Uşağa “Nasreddin Hocanın geldiğini, başkalarına yardım için para topladığını söyle” demiş. İçeri gidip birkaç dakika sonra gelen uşak “Efendim evde değil” demiş.

Bunun üzerine bilge adam “ Bu hayır işine katkı sağlamayacaksa kendi bileceği bir şey. Yalnız daha sonraki gidişlerinde yüzünün görüntüsünü pencerenin önünde unutmasın, beraberinde götürsün. Yoksa başkaları yalan söylediğine hükmederler” demiş.

Görünen söylenenden daima daha gerçektir. Başkaları için bu böyledir de görüntü sahibine göre olmayabilir. Kişi görünüşte vardır ama özü, aklı o görüntünün içinde değildir. Bir başka hayal dünyasında başkalarıyla birliktedir.

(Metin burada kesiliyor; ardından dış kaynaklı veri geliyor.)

PR #954, opened 2020-05-20
ive support animation

locobrain:


robertosfield:
The .ive format is deprecated and only kept around for backwards compatibility.  For modern scene graph features you should use .osgb and avoid .ive.

openscenegraph:
I'm closing this PR as neither set of changes look appropriate.  The .ive format is deprecated and only support for backwards compatibility.  You should be using .osgb file format.  The change for a virtual GraphicsThread could easily break other codes if the threading isn't set up correctly, it's supposed to be an feature orthogonal to implementation of the graphics context.  

In both cases these cases it raises a red flag that you may be using the OSG in an unintended and inappropriate way.

PR #962, opened 2020-06-04
suport more type user value

locobrain:
suport more type user value by SetScalarValue and GetScalarValue


openscenegraph:
In C++ you can't just go around static casing an object into another type and it expect it to be safe.  This modification is most definitely not safe, if you wanted an example of what no to do then this would be a good one to use.

If there is something not supported by the present meta object system please post your usage case to the osg-users googlegroup and we have walk you through what is required.

PR #1320, opened 2024-01-10
Spelling

jsoref:
These two commits are quite different.


cmd/installer/main_test.go
```diff
@@ -75,7 +75,7 @@ func createRandomTestRepository(owner string, autoinit bool) (*github.Repository
 		_, resp, err := client.Repositories.Get(context.Background(), owner, repoName)
 		if err != nil {
 			if resp.StatusCode == http.StatusNotFound {
-				// found a non-existent repo, perfect
+				// found a nonexistent repo, perfect
```
jsoref, line 78: happy to drop, but it's an accepted word in US English, so it should be preferred

signing/testdata/results.sarif
```diff
@@ -145,7 +145,7 @@
...
...ils**:\n\nRisk: `High` (possibly vulnerable to attacks on known flaws)  \n\n\n\nThis check tries to determine if the project uses a dependency update tool,\n\nspecifically [dependabot](https://docs.github.com/en/code-security/supply-chain-security/keeping-your-dependencies-updated-automatically/configuration-options-for-dependency-updates) or\n\n[renovatebot](https://docs.renovatebot.com/configuration-options/). Out-of-date\n\ndependencies make a project vulnerable to known flaws and prone to attacks.\n\nThese tools automate the process of updating dependencies by scanning for\n\noutdated or insecure requirements, and opening a pull request to update them if\n\nfound.   \n\n\n\nThis check can determine only whether the dependency update tool is enabled; it\n\ndoes not ensure that the tool is run or that the tool's pull requests are\n\nmerged.   \n\n\n\nNote: A project that fulfills this criterion with other tools may still receive\n\na low score on this test. There are many ways to implement dependency updates,\n\nand it is challenging for an automated tool like Scorecard to detect them all. A\n\nlow score is therefore not a definitive indication that the project is at risk.  \n\n"
```
jsoref, line 148: I can't figure out if this is an input or just a sample output. If it's a sample output, I can't find the origin for it: https://github.com/search?q=org%3Aossf+%2F%5Cbaditional%5Cb%2F&type=code

spencerschrock: This file is both sample output, and test input. It's generated using when the action runs on a repo, and the code which produces that text would be in https://github.com/ossf/scorecard.

But here, it was also being used as input to a test, where we were looking up a record with a hash, so we shouldn't modify this file (except for deleting it when no longer needed).

spencerschrock:
Given the optional developer-facing nature of one fix, and the fact the other shouldn't be modified, I'm going to close this out. Thanks for the interest in the action.

If you want to fix `setup` vs `set up`, feel free to send a PR to https://github.com/ossf/scorecard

Ünlü İtalyan ressam ve heykeltraş Michelangelo’nun Davut heykeli 1501 yılında yapımına başlanmış ve 1504 de tamamlanmıştır. Başyapıt olarak kabul edilmektedir. Eser Davut’u Golyat’a saldırmaya karar verdiği anı simgelemektedir.

Ona bu olağanüstü eseri ve diğerlerini nasıl yaptığını sormuşlar.

“Çok basit” demiş. “O mermer bloğun içinde zaten Davut vardı. Benim görevim onu dışarı çıkarmaktı” Demek ki Michelangelo mermer kütlesine baktığında içinde duran heykeli görüyor. Sonrasında yaptığı heykeli çevreleyen fazlalıkları kırıp atmak.  İşte önemli olan görünmeyeni görmek.

Görünmeyeni görünene çevirenler arasında ressamlar ve fotoğraf sanatçıları da vardır. Ressam bizim farkına varmadığımız ayrıntıları tuvaline öylesine ustalıkla işler ki görmemizi sağlar. Fotoğraf sanatçısı, görmeden geçtiğimiz yüzlerdeki acıyı, hüznü, korkuyu, neşe ve sevinci objektifi aracılığı ile yakalar ve kartpostallara yansıtır.

Ya biz baktığımızda ne görürüz veya ne görmek isteriz? Örneğin bir başkasında mutlaka bir kusur ararız. Kötü taraflarını ararız. Çünkü bizden daha iyi olmasını istemeyiz. Bizi incitecek ufak bir hareketle karşılaşsak asla affetmez bilakis karşımızdakini en ağır sözlerle yaralamaya çalışırız. Üstelik kendimizi çok önemli sanırız.

Oysa dostlarımıza baktığımızda kendimizi görmeye çalışsak bu bencil bir hareket sayılmamalıdır. Ayrıca onları yargılarken şunu da unutmamalı, aslında sanık sandalyesinde kimin olduğudur. Ki o kendimizdir.